Sag mir, wo die Elfen sind!

Keine Angst, es gibt noch welche. Wir sehen sie nur nicht. Um Schmetterlinge zu sehen, müssen wir unsere Augen nur öffnen. Um Elfen zu sehen, müssen wir die Augen dagegen schließen.

Wir können wieder sehen lernen. Neon-Helligkeit hat unsere Augen geblendet. Alles Grelle und Bunte wird groß herausgezoomt – wozu da noch genau hinsehen? Für das Feine, das Kleine, schwanden uns die Sinne.

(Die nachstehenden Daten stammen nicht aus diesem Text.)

PR #8472, opened 2026-03-12
fix(core): set default mfa.enabled to false for newly registered users

charIeszhao:
### What's changed?

- Ensure newly registered users have `user.logto_config.mfa.enabled` initialized to `false` instead of `undefined`.
- Update MFA property parsing to persist explicit `mfa.enabled` values from interaction state.

### Test updates:

- Add integration coverage for the register identification stage to verify `mfa.enabled` defaults to `false`.
- Adjust passkey sign-in MFA experience tests to align with the new default behavior.

## Testing
Integration tests

## Checklist
- [ ] `.changeset`
- [ ] unit tests
- [x] integration tests

### DIFF
--- a/packages/core/src/routes/experience/classes/libraries/provision-library.ts
+++ b/packages/core/src/routes/experience/classes/libraries/provision-library.ts
@@ -11,6 +11,7 @@ import {
   OrganizationInvitationStatus,
   SignInMode,
   TenantRole,
+  userMfaDataKey,
   userOnboardingDataKey,
   type User,
   type UserOnboardingData,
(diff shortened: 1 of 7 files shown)


packages/core/src/routes/experience/classes/libraries/provision-library.ts
```diff
@@ -80,6 +81,9 @@ export class ProvisionLibrary {
         ...rest,
         ...conditional(socialIdentity && { identities: toUserSocialIdentityData(socialIdentity) }),
         ...conditional(customData && { customData }),
+        logtoConfig: {
+          [userMfaDataKey]: { enabled: false },
```
simeng-li, line 85: How about users created via the management API?

charIeszhao: User created via management API will not have `mfa.enabled` value, which is expected per our previous discussion. The admin should call `PATCH /users/:userId/logto-config` API to manually set the mfa enabled status instead.

PR #8474, opened 2026-03-13
feat(core,account): support replacing authenticator app

wangsijie:
## Summary
Add Account API support for replacing a user's authenticator app without deleting TOTP first.

Keep the new endpoint simple and direct without introducing a dev feature guard.

Update the Account Center TOTP binding flow to call the replacement API when the user already has a TOTP factor.

Add route-level tests and integration test coverage for successful replacement and validation failures.

## Testing
Unit tests
Integration tests

## Checklist
- [x] `.changeset`
- [x] unit tests
- [x] integration tests

### DIFF
--- a/pnpm-lock.yaml
+++ b/pnpm-lock.yaml
@@ -114,8 +114,8 @@ importers:
         specifier: workspace:^
         version: link:../phrases-experience
       '@logto/react':
-        specifier: 4.0.9
-        version: 4.0.9(react@18.3.1)
+        specifier: 4.0.13
+        version: 4.0.13(react@18.3.1)
       '@logto/schemas':
         specifier: workspace:^
         version: link:../schemas
@@ -6270,13 +6270,13 @@ packages:
   '@logto/node@3.1.3':
     resolution: {integrity: sha512-6tWkmKOp+Mj6I4CbEYVxYIwX5TWV3E5PyWHe7A2j8uDfdtbcIu6AfhCyR45kBOth+pOlrkPurMlu8681yLIl2w==}
 
-  '@logto/react@4.0.6':
-    resolution: {integrity: sha512-QIAoCIVaVUJNs13BhvWjJLDoH9E3t+W5UXcFvhuzTVHT5/P4zde4CT+zjkRKsd0YhwAT3fL8C63/8+CURI6hgw==}
+  '@logto/react@4.0.13':
+    resolution: {integrity: sha512-CU4rjJmueY0CQoJZq7BDZt/9sQYpxKDwVBrGHR55ljl4zPFF2URJPixqCtEEfWq5/pFk7MEnIOePOYbj7BWKfQ==}
     peerDependencies:
       react: '>=16.8.0'
 
-  '@logto/react@4.0.9':
-    resolution: {integrity: sha512-LECJpvlK9cHsOBn25AEHn+lJnWfvHWX5mN0X34a71OerIB7JoldCky7YCem9GMAzhCbb+8L+OAW0qNjv876Nqw==}
+  '@logto/react@4.0.6':
+    resolution: {integrity: sha512-QIAoCIVaVUJNs13BhvWjJLDoH9E3t+W5UXcFvhuzTVHT5/P4zde4CT+zjkRKsd0YhwAT3fL8C63/8+CURI6hgw==}
     peerDependencies:
       react: '>=16.8.0'
 
@@ -17532,15 +17532,15 @@ snapshots:
       '@silverhand/essentials': 2.9.2
       js-base64: 3.7.5
 
+  '@logto/react@4.0.13(react@18.3.1)':
+    dependencies:
+      '@logto/browser': 3.0.12
+      '@silverhand/essentials': 2.9.3
+      react: 18.3.1
+
   '@logto/react@4.0.6(react@18.3.1)':
     dependencies:
       '@logto/browser': 3.0.6
-      '@silverhand/essentials': 2.9.2
-      react: 18.3.1
-
-  '@logto/react@4.0.9(react@18.3.1)':
-    dependencies:
-      '@logto/browser': 3.0.12
       '@silverhand/essentials': 2.9.2
       react: 18.3.1
 


packages/core/src/routes/account/index.openapi.json
```diff
@@ -452,6 +452,43 @@
         }
       }
     },
+    "/api/my-account/mfa-verifications/totp": {
+      "put": {
+        "operationId": "ReplaceTotpMfaVerification",
+        "summary": "Replace the authenticator app",
+        "description": "Replace the user's existing TOTP MFA verification with a new authenticator app binding. Requires a logto-verification-id header for sensitive permission checks, a valid TOTP secret, and a valid TOTP code generated from the new secret.",
```
simeng-li: For the PUT method, use **create** or **replace** TotpMfaVerification instead of just **replace** TotpMfaVerification?

packages/core/src/routes/account/mfa-verifications.ts
```diff
@@ -233,6 +233,72 @@ export default function mfaVerificationsRoutes<T extends UserRouter>(
...
+
+      assertThat(
+        scopes.has(UserScope.Identities),
+        new RequestError({ code: 'auth.unauthorized', status: 401 })
+      );
+
+      const user = await findUserById(userId);
+
+      const { mfa } = await findDefaultSignInExperience();
+      assertThat(mfa.factors.includes(MfaFactor.TOTP), 'session.mfa.mfa_factor_not_enabled');
```
simeng-li:
```suggestion
     const { mfa } = await findDefaultSignInExperience();
      assertThat(mfa.factors.includes(MfaFactor.TOTP), 'session.mfa.mfa_factor_not_enabled');
      
      const user = await findUserById(userId);
```

packages/core/src/routes/account/mfa-verifications.ts
```diff
@@ -233,6 +233,72 @@ export default function mfaVerificationsRoutes<T extends UserRouter>(
...
+      const { fields } = ctx.accountCenter;
+      assertThat(
+        fields.mfa === AccountCenterControlValue.Edit,
+        'account_center.field_not_editable'
+      );
+
+      assertThat(
+        scopes.has(UserScope.Identities),
+        new RequestError({ code: 'auth.unauthorized', status: 401 })
+      );
```
simeng-li, line 260: nit: Should we align the order of these permission validations? For example, `/my-account/mfa-settings` verifies the scope first and then validates the account center field permission.

packages/core/src/routes/account/mfa-verifications.ts
```diff
@@ -233,6 +233,72 @@ export default function mfaVerificationsRoutes<T extends UserRouter>(
...
+      const { mfa } = await findDefaultSignInExperience();
+      assertThat(mfa.factors.includes(MfaFactor.TOTP), 'session.mfa.mfa_factor_not_enabled');
+
+      const existingTotpVerification = user.mfaVerifications.find(
+        ({ type }) => type === MfaFactor.TOTP
+      );
+      assertThat(
+        existingTotpVerification,
+        new RequestError({ code: 'verification_record.not_found', status: 404 })
+      );
```
simeng-li: Should we allow binding a new TOTP via a PUT method?

packages/account/src/pages/TotpBinding/index.tsx
```diff
@@ -120,7 +121,8 @@ const TotpBinding = () => {
       setErrorMessage(undefined);
 
       const codeString = codeInput.join('');
-      const [error] = await addTotpRequest(verificationId, { secret, code: codeString });
+      const request = hasTotpAlready ? replaceTotpRequest : addTotpRequest;
```
simeng-li: Should we use the PUT method to support both adding a new item and replacing an existing one?

packages/core/src/routes/account/mfa-verifications.ts
wangsijie: Good point. Changed PUT to upsert semantics — it now creates a new TOTP if none exists, or replaces the existing one. This aligns with standard REST PUT behavior ("create or replace at this URI"). The frontend now always uses the PUT endpoint, no more branching between add/replace.

packages/account/src/pages/TotpBinding/index.tsx
wangsijie: Yes, done. PUT now supports both — see reply above.

packages/core/src/routes/account/index.openapi.json
wangsijie: Updated to `CreateOrReplaceTotpMfaVerification` since PUT now handles both create and replace.

packages/core/src/routes/account/mfa-verifications.ts
wangsijie: Done, moved `findDefaultSignInExperience` before `findUserById`.

packages/core/src/routes/account/mfa-verifications.ts
wangsijie: Done, reordered to: identity verified → scope → account center field.

packages/core/src/routes/account/mfa-verifications.ts
```diff
@@ -233,6 +233,78 @@ export default function mfaVerificationsRoutes<T extends UserRouter>(
...
+      const existingTotpVerification = user.mfaVerifications.find(
+        ({ type }) => type === MfaFactor.TOTP
+      );
+
+      const updatedUser = await updateUserById(userId, {
+        mfaVerifications: existingTotpVerification
+          ? user.mfaVerifications.map((mfaVerification) =>
+              mfaVerification.id === existingTotpVerification.id
+                ? { ...existingTotpVerification, key: secret }
+                : mfaVerification
```
simeng-li: If `mfaVerification.id === existingTotpVerification.id`, would there be any issue with directly replacing `mfaVerification`? What’s the difference between `{ ...existingTotpVerification, key: secret }` and `mfaVerification`? E.g. the `createAt` props might need to be updated as well?

wangsijie: Updated in ad0c07060. I changed the PUT replace path to treat this as a new TOTP binding instead of mutating the existing record in place, so the replaced record now gets a new `id` and `createdAt`, and it no longer carries over the previous `lastUsedAt`. I also updated the route and integration tests accordingly.

packages/account/src/pages/TotpBinding/index.tsx
```diff
@@ -127,7 +146,11 @@ const TotpBinding = () => {
       setErrorMessage(undefined);
 
       const codeString = codeInput.join('');
-      const [error] = await addTotpRequest(verificationId, { secret, code: codeString });
+      const submitRequest = isReplace ? createOrReplaceTotpRequest : addTotpRequest;
```
simeng-li: Align using the latest `createOrReplaceTotpRequest` endpoint? Since it should support both create new and replace existing.

PR #8475, opened 2026-03-13
feat(console): add session ttl config field

simeng-li:
add session ttl config field to the OIDC config page

## Summary

Add session TTL config field to the OIDC config page.

image

## Testing

Test locally

## Checklist

- [ ] `.changeset`
- [ ] unit tests
- [ ] integration tests


xiaoyijun (commented):
_(Deleted)_

packages/console/src/components/OidcConfigs/use-session-config-form.ts
```diff
@@ -0,0 +1,104 @@
...
+
+type SessionConfigResponse = OidcSessionConfig & {
+  ttl: number;
+};
+
+export type SessionConfigFormData = {
+  ttlInDays?: number;
+  /**
+   * Keep the original value in seconds from the backend so we can avoid
+   * accidental precision loss when the value is not day-aligned.
```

Hauhechel-Bläuling, Männchen, Eberhausen 21.5.2016

Und flach ist alle Tage unsere Augenwelt, flach wie ein Bildschirm. In die räumliche Tiefe zu sehen haben wir uns abgewöhnt. Darum sehen wir die Falter nicht mehr, auch wenn sie da sind. Und weil wir auch in die Seelentiefe nicht mehr schauen, sehen wir auch keine Elfen mehr.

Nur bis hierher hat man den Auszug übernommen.